Nice Facilities can be very nice on the outside.
It wouldn't surprise me one bit that your Dad wax tokd if he didn't take his meds he'd have to leave.
I have a 96 yr old Dad that has 24 7 Care in his own home and I caught the Cargivers saying if he didn't do this or that they would threaten him with him having to go to the Hospital. I put a stop to it quick.
No matter which home your Dad is in, there are always good and bad people working in Senior Care Homes.
If it was my Dad, I would have a Nest Camera installed in his Room, I did that at my Dad's house and so glad I did as I've caught Caregivers doing and saying all kinds of things that I had to talk to them about.
The Nest Cameras are Easy enough to do and then you can check in on your Dad any time day or nigh just by cell phone or computer.
No one ever knows when your checking in.
And the best part is it holds memory up to 30 days so if he said something just go to your Nest Sight and play it back and see and hear for yourself.
Remember, there is usually some truth about what is said and just because a place looks nice and tge people act nice to use had nothing to do with how a person acts toward your Dad.

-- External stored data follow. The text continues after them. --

PR #428, opened 2021-02-01
Ptp socket test

oribon:
Add a test to check if pods on the ptp slave node can communicate with the ptp UDS socket https://github.com/openshift/ptp-operator/pull/91

Depends on https://github.com/openshift-kni/cnf-features-deploy/pull/427 https://github.com/openshift-kni/cnf-features-deploy/pull/424


cnf-tests/testsuites/e2esuite/ptp/ptp.go
```diff
@@ -137,6 +138,79 @@ var _ = Describe("ptp", func() {
...
+			}
+		})
+
+		AfterEach(func() {
+			err := namespaces.Clean(ptpLinuxDaemonNamespace, "testpod-", client.Client)
+			Expect(err).ToNot(HaveOccurred())
+		})
+
+		var _ = Context("Run pmc in a new pod on the slave node", func() {
+			It("Create the pod on the slave node", func() {
```
marzianor9, line 163: It() should contain what It(the component tested) should do or is expected to do.
to log steps you can use the By() function.

example:
It("should be able to communicate using a uds",func(){
    By("Creating a pod")
    /////////
    By("Executing pmc")
    /////////
})

cnf-tests/testsuites/pkg/pods/pods.go
```diff
@@ -76,6 +76,14 @@ func RedefinePodWithNetwork(pod *corev1.Pod, networksSpec string) *corev1.Pod {
 	return pod
 }
 
+// RedefineAsPrivileged updates the pod definition to be privileged
+func RedefineAsPrivileged(pod *corev1.Pod) *corev1.Pod {
+	pod.Spec.Containers[0].SecurityContext = &corev1.SecurityContext{}
+	b := true
+	pod.Spec.Containers[0].SecurityContext.Privileged = &b
```
marzianor9, line 83: doesn't it make only the first container privileged, instead of the whole pod?

oribon: It does. Like some other Redefine/Define functions in the file it changes only the first container so I went with it. Also from what I see there isn't a `privileged` parameter for a Pod, and I'm not sure updating all of the pod's containers is necessary here. btw I took it from here https://github.com/k8snetworkplumbingwg/sriov-network-operator/blob/master/test/util/pod/pod.go#L56

cnf-tests/testsuites/e2esuite/ptp/ptp.go
oribon: thanks updated :)

cnf-tests/testsuites/e2esuite/ptp/ptp.go
```diff
@@ -137,6 +138,82 @@ var _ = Describe("ptp", func() {
...
+				ptpPods, err := client.Client.Pods(ptpLinuxDaemonNamespace).List(context.Background(), metav1.ListOptions{LabelSelector: "app=linuxptp-daemon"})
+				Expect(err).ToNot(HaveOccurred())
+				Expect(len(ptpPods.Items)).To(BeNumerically(">", 0))
+				var ptpSlavePod v1core.Pod
+				for _, pod := range ptpPods.Items {
+					if podRole(pod, slaveLabel) {
+						ptpSlavePod = pod
+					}
+				}
+				Expect(ptpSlavePod).ToNot(BeZero())
```
SchSeba, line 173: zero? this is a pod object. can you have a boolean?

cnf-tests/testsuites/e2esuite/ptp/ptp.go
```diff
@@ -137,6 +138,82 @@ var _ = Describe("ptp", func() {
...
+					},
+				}
+				pod, err := client.Client.Pods(ptpLinuxDaemonNamespace).Create(context.Background(), podDefinition, metav1.CreateOptions{})
+				Expect(err).ToNot(HaveOccurred())
+				err = pods.WaitForCondition(client.Client, pod, v1core.ContainersReady, v1core.ConditionTrue, 3*time.Minute)
+				Expect(err).ToNot(HaveOccurred())
+				Eventually(func() int {
+					buf, _ := pods.ExecCommand(client.Client, *pod, []string{"pmc", "-u", "-f", "/var/run/ptp4l.0.config", "GET CURRENT_DATA_SET"})
+					Expect(buf.String()).ToNot(ContainSubstring("failed to open configuration file"), "ptp config file is not shared between pods")
+					return strings.Count(buf.String(), "offsetFromMaster")
```
SchSeba, line 209: please add a comment showing the output as an example for documentation.
also explain why we need to see it 2 times

cnf-tests/testsuites/pkg/pods/pods.go
SchSeba, line 83: you can use the pointer package from k8s

cnf-tests/testsuites/pkg/pods/pods.go
```diff
@@ -76,6 +76,14 @@ func RedefinePodWithNetwork(pod *corev1.Pod, networksSpec string) *corev1.Pod {
 	return pod
 }
 
+// RedefineAsPrivileged updates the pod definition to be privileged
+func RedefineAsPrivileged(pod *corev1.Pod) *corev1.Pod {
+	pod.Spec.Containers[0].SecurityContext = &corev1.SecurityContext{}
```
SchSeba, line 81: this will override the securityContext please check before that if it's already there just add the true

cnf-tests/testsuites/pkg/pods/pods.go
```diff
@@ -76,6 +76,14 @@ func RedefinePodWithNetwork(pod *corev1.Pod, networksSpec string) *corev1.Pod {
 	return pod
 }
 
+// RedefineAsPrivileged updates the pod definition to be privileged
+func RedefineAsPrivileged(pod *corev1.Pod) *corev1.Pod {
```
SchSeba, line 80: extend this to also have container name and if it's empty it apply to the first container inside the pod

SchSeba (commented):
this looks great just a few comments

cnf-tests/testsuites/pkg/pods/pods.go
```diff
@@ -76,6 +91,20 @@ func RedefinePodWithNetwork(pod *corev1.Pod, networksSpec string) *corev1.Pod {
 	return pod
 }
 
+// RedefineAsPrivileged updates the pod definition to be privileged
+func RedefineAsPrivileged(pod *corev1.Pod, containerName string) (*corev1.Pod, error) {
+	c := containerByName(pod, containerName)
+	if c == nil {
+		return pod, goerr.New(fmt.Sprintf("Container with name: %s not found in pod.", containerName))
```
SchSeba, line 98: please use fmt.Error not need to import a new package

Have a Camera Installed. You just mount a little thing on the wall and plug it in and set it up on your phone.
It did wonders for my worries and sleepless nights thinking about how my Dad was.
visits resume, you will never know. For your sanity, I would support "he's in a great place."
Confabulation is when a person with dementia makes up a story in order to "safe face." For example, if a stack of unpaid bills is on the table, when asked why they have not been paying their bills, their might say something like, "because my grandchildren were visiting and I was very busy" - even if there is no truth to the story. (The reality is that they have forgotten how to go about paying their bills - but they cannot admit that to themselves or to others.)
If the "story" involves something or someone at the AL place, it should be reported and documented, lest it come back to haunt you. Sometimes there is a grain of truth to the stories that an elder makes up.
In either case, your dad believes what he's saying so respect that and offer a solution.